A weak spring has forced retailers to scramble in a losing effort to salvage the year by selling off inventory at deep discounts, said Randy Harris, president of Trendex NA, a leading expert on the Canadian apparel market.
"They're basically panicking because they're coming into the summer season with excess inventory...so what they've engaged in is cut-throat price competition in hopes of trying to clear the merchandise out of their stores," he said in an interview.
Reitmans (TSX:RET.A) endured one of its weakest quarters to start the year, while Le Chateau (TSX:CTU.A), Bikini Village (TSX:GBV) and Danier Leather (TSX:DL) also reported lower revenues and same-store sales.
Even some foreign retailers were hurt, though men's fashion retailers fared better.
Blame it on the growing number of U.S. companies who have gradually built their presence across the country. While Target and Marshall's are two of the more notable newcomers, other big foreign brands like H&M and Banana Republic increased their market share by driving down prices, said Terry Henderson of the J.C. Williams Group.
The impact is apparent in apparel sales figures, which fell 0.2 per cent during the first four months of the year, while women's clothing sales dropped two per cent, according to Statistics Canada's large retailer survey.

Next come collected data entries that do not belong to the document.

Issue #916, opened 2025-10-01
Node Outage


paigerube14:
Want to expand and continue the work started around rolling back the cluster to its original state after a scenario fails in krkn

The current Scenario Plugin API has a new feature in the [plugin abstract class](https://github.com/krkn-chaos/krkn/blob/a072f0306a1b21df2b790a7a38f381d75da4de13/krkn/scenario_plugins/abstract_scenario_plugin.py#L8) to restore all the changes performed by krkn in the cluster in case run method encounters some kind of exception before ending the execution.

Related issues: 
- https://github.com/krkn-chaos/krkn/issues/804
- https://github.com/krkn-chaos/krkn/issues/852

Documentation: 
- https://krkn-chaos.dev/docs/rollback-scenarios/
- https://krkn-chaos.dev/docs/scenarios/node-scenarios/

Helpful code links: 
- https://github.com/krkn-chaos/krkn/blob/main/krkn/rollback/handler.py
- https://github.com/krkn-chaos/krkn/blob/main/krkn/scenario_plugins/node_actions/node_actions_scenario_plugin.py

cynox-66:
I’ve been reviewing the rollback architecture introduced in PR #927 and comparing it with the existing open implementations for #916.

From what I can tell, the current open PRs appear to follow an older rollback pattern and don’t use the newer RollbackContent/cloud-native rollback flow introduced by #927.

I’d like to work on a fresh implementation that mirrors the rollback framework pattern used in #927 for node outage scenarios.

Please let me know if there are any architectural considerations I should be aware of before opening a PR.

viktoriavikulya:
This behavior changed in v2.4 — the migration guide mentions it but it's easy to miss. Adding a note to the docs PR.

PR #1022, opened 2025-12-24
Implements rollback functionality for NodeActionsScenarioPlugin

kaffie-1517:
## Type of change

- [ ] Refactor
- [x] New feature
- [ ] Bug fix
- [ ] Optimization

## Description  
This PR implements rollback functionality for the `NodeActionsScenarioPlugin` to automatically restore cluster nodes to their original state when scenarios fail or are interrupted.

### Key Features

 1. **Rollback Registration**: Rollback callables are registered immediately after node actions complete, ensuring automatic restoration on failure or interruption.

 2. **State-Based Recovery**: Before attempting recovery, the implementation checks node Ready status to:

   - Skip unnecessary operations on already healthy nodes
   - Identify nodes that actually need recovery
   - Handle edge cases where nodes may be inaccessible

 3. **Multiple Recovery Strategies**: For docker/generic cloud types, the rollback uses a tiered recovery approach:

   - First attempts less invasive kubelet restart
   - Falls back to node start if kubelet restart fails
   - For other cloud providers, uses direct node start

 4. **Action-Specific Rollback**:

   -  **Actions with rollback enabled**: `node_stop_scenario`, `stop_kubelet_scenario`, `node_stop_start_scenario`, `stop_start_kubelet_scenario`, and other actions that leave nodes in recoverable bad states
   -  **Actions skipped**: `node_start_scenario`, `node_termination_scenario`, `node_reboot_scenario`

 5. **Cloud Provider Support**: Rollback is implemented for AWS, Azure, GCP, OpenStack, Docker, VMware/vSphere, IBM Cloud, and IBM Power cloud providers.

- Closes Node Outage Rollback Feature #916

## Documentation  

N/A

### DIFF
--- a/krkn/scenario_plugins/node_actions/node_actions_scenario_plugin.py
+++ b/krkn/scenario_plugins/node_actions/node_actions_scenario_plugin.py
@@ -225,11 +225,11 @@ class NodeActionsScenarioPlugin(AbstractScenarioPlugin):
             cloud_type = get_yaml_item_value(node_scenario, "cloud_type", "generic")
             
             # Skip rollback for actions that complete successfully and don't leave nodes in bad state
+            # Note: node_stop_scenario is NOT skipped - if interrupted, nodes are stopped and need restoration
             skip_rollback_actions = [
-                "node_start_scenario",      
-                "node_stop_scenario",       
-                "node_termination_scenario", 
-                "node_reboot_scenario",      
+                "node_start_scenario",      # Node is started - completes successfully, no rollback needed
+                "node_termination_scenario", # Node is terminated - can't rollback anyway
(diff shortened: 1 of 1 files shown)


tsebastiani (changes requested):
The handler registration needs to be placed where you're sure that is always registered, I've tried the scenario with `node_stop_start_scenario` action and the handler is not registered in the right moment. What I suggest you is to include the logic of the skipped rollback actions inside the handler, and *always* register it, also I wouldn't put it under any conditional statement.
The purpose of the rollback method is to rollback the cluster even if the scenario is suddenly interrupted, so the rollback script must be prepared *before* any action in the cluster is performed by the scenario, not after.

After starting "with one foot in the grave" because of the weather, Harris doesn't believe Canadian fashion retailers can recoup the losses over the rest of the year.
Many companies are losing market share as they fail to differentiate themselves from the growing crowd of popular U.S. and other foreign brands that are taking more and more of the fashionista's dollar.
But it's not just the discount apparel market that's getting hit, mid-priced retailers like Ann Taylor, Loft and J. Crew have also moved into the country after building reputations with cross-border shoppers. High-end department stores Nordstrom and Saks also have plans to open their first stores in a vie against Holt Renfrew.
Meanwhile, Canadian women's clothing retailer Jacob filed for bankruptcy in May and will close its 92 stores across the country.
Harris predicted that at least three or four retailers up to the size of Jacob will close after the Christmas rush.
"To some degree, some Canadian apparel retailers are dying the death of a thousand cuts," he said.
Henderson said small, privately-owned companies that are less inclined to invest in marketing and e-commerce are at the most risk and have struggled to differentiate themselves.
"When you had weaker competition you could make these mistakes," he said.
"Now you make the mistakes (and) there are so many people eating off your plate that they quickly grab a bigger and bigger chunk," he said.
Retailers that have the best chance of surviving are the ones that cater to their clientele and offer something fresh to offset the temptation of new brands, Henderson said, citing the success of clothing companies like Dynamite Group, which operates Garage clothing stores, and sportswear shop Lole.
Retail consultant Wendy Evans said the retail fashion sector faces many challenges with the discount market already crowded and the luxury segment about to face a similarly busy environment.
Despite the slowly improving economy, she doesn't see much of a positive upside at this point.
"We still have a very debt-ridden consumer and when our market does improve and interest rates go up, that's going to certainly dampen a lot of the disposable income that would be available otherwise for fashion and other products," she said.
Evans said Canadian retailers with a strong sense of direction can do well, pointing to Joe Fresh, Harry Rosen and Holt Renfrew as positive examples.
Department store operator Hudson's Bay (TSX:HBC) has increased its sales per square foot and made bold decisions about importing Saks and Lord & Taylor, taking advantage of the competitive opportunities that have emerged from the struggles of Sears Canada (TSX:SCC).
"I see a lot of retail expertise there. Not without their challenges but I certainly think that their going to be successful over the next few years."